Hadoop: October 2013

What are the Side Data Distribution Techniques

Side data refers to extra static small data required by map reduce to perform job. Main challenge is the availability of side data on the node where the map would be executed. Hadoop provides two side data distribution techniques.

Using Job Configuration

An arbitrary Key value pair can be set in job configuration. very useful technique in case of small file. Suggested size of file to keep in configuration object is in KBs.Because conf object would be read by job tracker, task tracker and new child jvm. this would increase overhead at every front. A part from this side data would require serialization if it has non-primitive encoding.

Distributed Cache

Rather than serializing side data in the job configuration, it is preferable to distribute datasets using Hadoop’s distributed cache mechanism. This provides a service for copying files and archives to the task nodes in time for the tasks to use them when they run. To save network bandwidth, files are normally copied to any particular node once per job.

What is shuffleing in mapreduce?

Once map tasks started to complete, A communication from reducers is started. where map output sents to reducer, which is looking for the output data to process. at same time data nodes are still process multiple other tasks. The data transfer of mappers output to reducer known as shuffling.

What is partitioning?

Partitioning is a process to identify the reducer instance which would be used to supply the mappers output. Before mapper emits the data (Key Value) pair to reducer, mapper identify the reducer as an recipient of mapper output. All the key, no matter which mapper has generated this, must lie with same reducer.

Can we change the file cached by DistributedCache

No, DistributedCache tracks the caching with timestamp. cached file should not be changed during the job execution.

What is Distributed Cache in mapreduce framework?

Distributed cache is an important feature provide by map reduce framework. Distributed cache can cache text, archive, jars which could be used by application to improve performance. Application provide details of file to jobconf object to cache. Mapreduce framework would copy the specified file to data node before processing the job. Framework copy file only once for each job, and has the ability of archival. Application needs to specify the file path via http:// or hdfs:// to cache.
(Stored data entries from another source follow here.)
PR #5760, opened 2024-02-06
feat(line_break): add break_below_width option

OddBloke:
#### Description

When specified, this option will change `line_break`'s behaviour to only insert a line break when the width of the terminal is below the given value.

#### Motivation and Context

I value being able to see as much of my terminal history as possible, so my current starship configuration disables `line_break`. This is disadvantageous in narrow terminals, as commands I type are more likely to wrap and my right prompt may not be displayed at all.

Setting an appropriate `break_below_width` value allows users like me to increase the vertical space used by their prompt only when horizontal space is at a premium: I don't "lose" lines of history off the top of my screen except when doing so will give me more space to type and/or mean that my right prompt will be displayed.

These screenshots are of the same prompt with only the width of the terminal changed:

startship-bbw-wide
starship-bbw-narrow

I have built `starship` locally with this change (on an Ubuntu 20.04 system) and tested it by:
* setting `break_below_width` and resizing my terminal across the boundary to observe its behaviour
* unsetting `break_below_width` and confirming that a line break is always emitted

Additionally, there are `cargo test` tests to ensure that the correct output is being emitted.

#### Checklist:

### DIFF
--- a/.github/config-schema.json
+++ b/.github/config-schema.json
@@ -970,6 +970,7 @@
     },
     "line_break": {
       "default": {
+        "break_below_width": null,
         "disabled": false
       },
       "allOf": [
@@ -4325,6 +4326,15 @@
         "disabled": {
           "default": false,
           "type": "boolean"
+        },
+        "break_below_width": {
+          "default": null,
+          "type": [
+            "integer",
+            "null"
+          ],
+          "format": "uint",
+          "minimum": 0.0
         }
       },
       "additionalProperties": false
--- a/docs/config/README.md
+++ b/docs/config/README.md
@@ -2724,9 +2724,10 @@ The `line_break` module separates the prompt into two lines.
 
 ### Options
 
-| Option     | Default | Description                                                        |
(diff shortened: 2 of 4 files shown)


OddBloke:
This change was inspired by my current custom zsh prompt, which will insert a newline if my prompt will leave me below a certain amount of space on-screen:

```sh
    PROMPT_PREFIX="<my actual prompt value>"
    # I want 20 characters of space available assuming 24 characters for RPROMPT
    MAX_PROMPT_LENGTH=$((COLUMNS-24-20))
    PROMPT="$(print "$PROMPT_PREFIX%$MAX_PROMPT_LENGTH(l.\n.)%# ")"
```

(The magic here is in zsh prompt escaping: `%<number>(l.\n.)%` means (approximately; this is my first time revisiting this part of my .zshrc in about a decade :sweat_smile:) "if at least <number> characters have already been printed on this line, then emit `\n` otherwise emit nothing".)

What is speculative execution in Hadoop?

It becomes very important when dealing with a very large cluster. Lets assume if you have thousands of machine in your cluster, and one of your data node is not performing well in comparison to others. It would degrade the over all performance of a job executed by whole cluster. Speculative execution is technique, hadoop runs multiple copies of MR task on other data nodes. Which machine would finish the execution of task, will be consider for result.

What if job tracker machine is down?

Single point failure from execution point of view.

Can we deploy job tracker other than name node?

Yes, in production it is highly recommended. For self development and learning you may setup according to your need.

What is a task tracker?

Task tracker is actual component which deployed the mapreduce jar on data nodes and responsible to execute the task given to mapreduce. It continuously executes the task and send updated report to job tracker.

What is a job tracker?

Job tracker is a background service executed on namenode for submitting and tracking a Job. Job in hadoop terminology refers to mapreduce jobs. It further break up the job into tasks. Which would be deployed every data node holding the required data. In a Hadoop cluster, Job tracker is master and task acts like child, acts, performs and revert the progress to job tracker through heartbeat.